Stamattina suona il telefono. Un numero che non conosco, una voce che non conosco, un nome che non mi ricorda nulla. La mia esitazione imbarazzata, poi il chiarimento: “Sono l’amico di Massimo”. Un tuffo al cuore. Massimo se ne è andato poco più di un mese fa e io non sono riuscita a riabbracciarlo dopo averlo ritrovato.

La voce al telefono mi spiega: “Stavo mettendo a posto carte, documenti di Massimo. Poi ho trovato una lettera con il tuo nome come mittente, era un nome che non conoscevo. L’ho letta la lettera, devo confessartelo, e sono rimasto colpito dalle parole d’affetto sincero che ho letto e ho sentito il bisogno di telefonarti. Ho trovato il tuo numero nell’agenda di Massimo”. Gli dico commossa che sono felice di sentirlo, felice che abbia letto la lettera, gli racconto chi eravamo Massimo ed io, legati da un’amicizia giovanile e balneare, ma che si rinnovava ogni anno, in barba ai mesi che non condividevamo e ci ritrovavamo sulla nostra spiaggia come se ci fossimo incontrati il giorno prima.

E’ stato così anche quando ci siamo ritrovati su facebook. Lo avevo cercato subito, senza esito. Avevo riprovato dopo qualche anno trovando una foto abbinata al suo nome che poteva essere lui, sotto la patina degli anni. Gli avevo mandato un messaggio rimasto a lungo senza risposta. Poi, all’improvviso, una mattina eccolo comparire: “Sì, sono io, come sono felice di ritrovarti!”

Ci siamo sentiti per telefono, lui a Malaga, io a Roma e poi abbiamo deciso di scriverci, lettere vere, di carta e inchiostro, quelle col francobollo di cui aspetti con trepidazione la risposta. Su quei fogli di carta ci siamo raccontati gli anni che ci hanno separato, con parole sbilenche ed emozionate abbiamo confessato errori, vittorie, cadute e resurrezioni, legati dall’antico affetto inossidabile.

Ho ritrovato l’amico con cui avevo condiviso serissime discussioni sull’affidabilità di quell’amore estivo appassionato ma durevole come un ghiacciolo Arcobaleno, colui con cui avevo scambiato lacrime e risate, figure barbine, richieste sconvenienti, come quella mattina che appena arrivata in spiaggia, del tutto inaspettatamente, avevo avuto bisogno degli assorbenti e lui, senza battere ciglio, era corso in paese a comprarmeli. Erano i favolosi anni ’70 e una cosa del genere da parte di un maschio era impensabile. Ma Massimo era oltre, oltre gli stereotipi, oltre le etichette, oltre le gabbie del falso perbenismo. Una persona solare e magnifica con l’innocenza di un bambino e la tenace fedeltà che si trova solo in un cane, animale da entrambi amatissimo. E dopo averlo ritrovato mi è stato vicino durante la malattia di Argo, mi telefonava per sapere come stava, per farmi coraggio.
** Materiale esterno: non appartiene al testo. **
PR #350, opened 2022-03-24
fix(gam): consider size map viewport count for responsive strategy

miguelpeixe:
The GAM ad unit code for AMP is currently verifying the size count to use the responsive strategy. This generates unnecessary calculation and additional markup for slots that only results in 1 viewport after the size map calculation.

This PR moves the size map calculation to the `get_ad_unit_amp_code()` method so it verifies the viewport count before deciding which strategy to use. It also makes the size map calculation more accurate, considering the filtered `$size` array for the sticky placement.

This change also fixes an issue where an AMP sticky ad would not properly render due to the additional markup generated by the responsive strategy, in case the ad unit is multi-sized.

It also refactors the `<amp-sticky-ad />` generation for better maintenance.

### How to test this PR

1. Make sure you have AMP Plus off, AMP plugin active, and check out this branch
2. Create an ad unit with sizes that would result in one viewport width: `300x250` and ~`290x200`~`300x200` - this should only affect multi-size sharing the same width.
3. Place this ad unit and confirm it's rendered with a singular multi-sized `<amp-ad />` tag and not contained by a `<div id="div-gpt-amp-*" />`
4. Also place an ad unit with multiple different sizes and confirm the responsive strategy continues to work as expected

### DIFF
--- a/includes/providers/gam/class-gam-model.php
+++ b/includes/providers/gam/class-gam-model.php
@@ -166,8 +166,8 @@ final class GAM_Model {
 		$prepared_ad_unit['placement'] = $placement;
 		$prepared_ad_unit['context']   = $context;
 
-		$prepared_ad_unit['ad_code']     = self::get_code_for_ad_unit( $prepared_ad_unit, $unique_id );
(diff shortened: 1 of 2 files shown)


dkoo (approved):
Works as described! 👍

PR #351, opened 2022-03-24
fix(placements): remove default ad unit

miguelpeixe:
The suggested "default" ad units for the standard global placements are not being used and cause these placements to always render an empty div. This gets fixed if the user disables the placement or manually set a different value followed by an empty value.

This PR removes those default ad units since there's no current reason to keep them.

### How to test

1. While on master make sure you don't have the `_newspack_ads_placement_global_below_header` option. It will make the placements system use the `default_ad_unit`
2. Visit a page and confirm there's a `1.5rem` gap between the header and the content and there's an empty `<div class="newspack_global_ad global_below_header" />`
3. Check out this branch, refresh and confirm the gap and the `<div />` are gone


dkoo (approved):
Fixes the empty `div`s 🚀

PR #352, opened 2022-03-25
fix(gam): remove unused gpt script

miguelpeixe:
After #329 the size mapping part of the GPT script was simplified but some code from the previous approach remained. This PR removes the unused code and moves the comments to PHP to reduce printed bytes.

No changes should take place, AMP Plus and off-AMP ads should continue to render without errors.

c61185245ce40b57e0bb4b68ebeea66235b696cd (with improvements on 8ab8e5333f77753b5cc54c5d84f56e830b8c17cc) also isolates the common targeting key-val across ad units, which should, for most cases, be the entire targeting. This also aims to reduce printed bytes by not repeating the same targeting parameters for every ad unit on the page.

### DIFF
--- a/includes/providers/gam/class-gam-scripts.php
+++ b/includes/providers/gam/class-gam-scripts.php
@@ -132,7 +132,9 @@ final class GAM_Scripts {
 				for ( var container_id in all_ad_units ) {
 					var ad_unit = all_ad_units[ container_id ];
 
+					<?php
 					// Only set up ad units that are present on the page.
+					?>
 					if ( ! document.querySelector( '#' + container_id ) ) {
 						continue;
 					}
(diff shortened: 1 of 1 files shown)


dkoo (approved):
This works well in AMP Plus and non-AMP, and I didn't run into any issues. I wondered at first why we even ran `GAM_Model::get_ad_targeting` for each ad unit only to remove pretty much all of the targeting from the ad unit data, but I suppose it's because the `newspack_ads_ad_targeting` filter means we're not always sure what the common targeting key/value pairs will be since it allows other plugins to alter the targeting—is that right?

miguelpeixe:
Thanks, @dkoo!

>  it's because the `newspack_ads_ad_targeting` filter means we're not always sure what the common targeting key/value pairs will be since it allows other plugins to alter the targeting

That's exactly my thought, I figured although it's not a feature we currently use, it's a nice to have that's worth preserving.

PR #362, opened 2022-04-06
fix(blocks): ensure id uniqueness

miguelpeixe:
If the ID doesn't exist, the generated ID, formed by the page ID + the ad unit name, is not guaranteed to be unique. This hotfix ensures that the generated IDs are unique by including an index of block count.

This fixes issues for publishers that have been using multiple ad blocks on the same page using the same ad unit. Until the ad unit block is not manually edited, it won't have a random ID attached to it and the generated ID will take place.

### How to test

1. Create a new page with multiple Ad Unit blocks
2. Make sure the blocks have the same ad unit
3. Edit the page code to remove the `id` attribute of every ad unit block, so it forces the use of generated ID
4. While on the release branch, visit the page and confirm only the first ad renders
5. Check out this branch and confirm all ad units are rendering

Note: Being a single ad unit rendering multiple times, it must have multiple creatives attached to it.

### DIFF
--- a/includes/class-blocks.php
+++ b/includes/class-blocks.php
@@ -16,6 +16,13 @@ use Newspack_Ads\Placements;
 final class Blocks {
 
 	/**
+	 * Amount of blocks rendered in the page.
+	 *
+	 * @var int
+	 */
+	private static $block_count = 0;
+
+	/**
 	 * Initialize blocks
 	 *
 	 * @return void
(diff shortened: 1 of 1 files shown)


adekbadek (approved):
Works fine. Why not use [`uniqid`](https://www.php.net/manual/en/function.uniqid.php), though?

PR #366, opened 2022-04-07
feat(gam): size map filters and width threshold

### LINKED ISSUE #364: GAM size mapping rule should be filterable and improved
The current size mapping strategy uses a width difference ratio to determine which ad units should be rendered in the same viewport.

https://github.com/Automattic/newspack-ads/blob/3a86c51cc018bf6bb6571fa4be06979f7e88ce89/includes/providers/gam/class-gam-model.php#L604-L633

There should be a filter to allow publishers to change this ratio for [AMP](https://github.com/Automattic/newspack-ads/blob/3a86c51cc018bf6bb6571fa4be06979f7e88ce89/includes/providers/gam/class-gam-model.php#L543) and [GPT](https://github.com/Automattic/newspack-ads/blob/3a86c51cc018bf6bb6571fa4be06979f7e88ce89/includes/providers/gam/class-gam-scripts.php#L96) ads.

The default value should also be revisited to ensure that tablet ads can also be rendered in desktop viewports.

miguelpeixe:
Implements size map filters and a width threshold to allow tablet ads to share rotation with desktop ads regardless of their width ratio difference.

Closes #364 

### How to test

1. Create an ad unit with the following sizes: `320x180`, `320x480`, `640x360`, `960x540` and apply this ad unit to a global placement
2. With AMP Plus on, visit the page and inspect the generated GPT script (search for `all_ad_units`)
3. Confirm that the script contains the following `size_map` config parameter formed for the created ad unit:

```json
{
  320: [
    [320, 180],
    [320, 480],
  ],
  640: [
    [640, 360],
  ],
  960: [
    [640, 360],
    [960, 540],
  ],
}
```

On master, the viewport `960` doesn't include the `640x360` size.

4. Toggle AMP Plus off and refresh the page
5. Inspect the `<amp-ad />` element and confirm the grouping of tags also match the above, with a tag that looks like this: `<amp-ad width="960px" height="540px" data-multi-size="640x360" />`

You can also test disabling the threshold by adding the following filter:

```php
add_filter( 'newspack_ads_gam_size_map_width_threshold', '__return_false' );
```

Written tests should also pass.

### DIFF
--- a/includes/providers/gam/class-gam-model.php
+++ b/includes/providers/gam/class-gam-model.php
@@ -540,7 +540,12 @@ final class GAM_Model {
 			);
 		}
 
-		$size_map = apply_filters( 'newspack_ads_multisize_ad_sizes', self::get_responsive_size_map( $sizes ), $ad_unit );
+		$size_map = self::get_ad_unit_size_map( $ad_unit, $sizes );
+
+		/**
+		 * Legacy filter for custom size map.
+		 */
+		$size_map = apply_filters( 'newspack_ads_multisize_ad_sizes', $size_map, $ad_unit );
 
 		// Do not use responsive strategy if the size map only results in one viewport or the ad unit is fluid.
 		if ( 1 < count( $size_map ) && false === $ad_unit['fluid'] ) {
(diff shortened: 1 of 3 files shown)


adekbadek (approved):
👌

Sì, perché Massimo nonostante i casini, le vicissitudini, i momenti difficili non ha mai perso l’ottimismo, il sole che aveva dentro non si è mai spento e ha sempre pensato positivo per gli altri e anche per se stesso, fino all’ultimo istante.

Questa mattina la voce del suo compagno di una vita, trentotto anni insieme, si è incrinata d’emozione parlando di lui. Gli ho detto che il patrimonio della loro vita insieme è un tesoro raro e prezioso che niente e nessuno potrà mai portargli via. Ci siamo promessi di incontrarci quando tornerà in Italia perché non riesce più a vivere a Malaga senza Massimo, e posso capirlo.

La mia giornata è iniziata così, con una lettera che continua a viaggiare, un rettangolo di carta affollato di parole emozionate che supera il tempo di recapito postale e continua il suo viaggio per trasmettere ancora e ancora e ancora, attraverso la potenza delle parole e la magia della scrittura, l’amore che ci unisce al di là di ogni confine.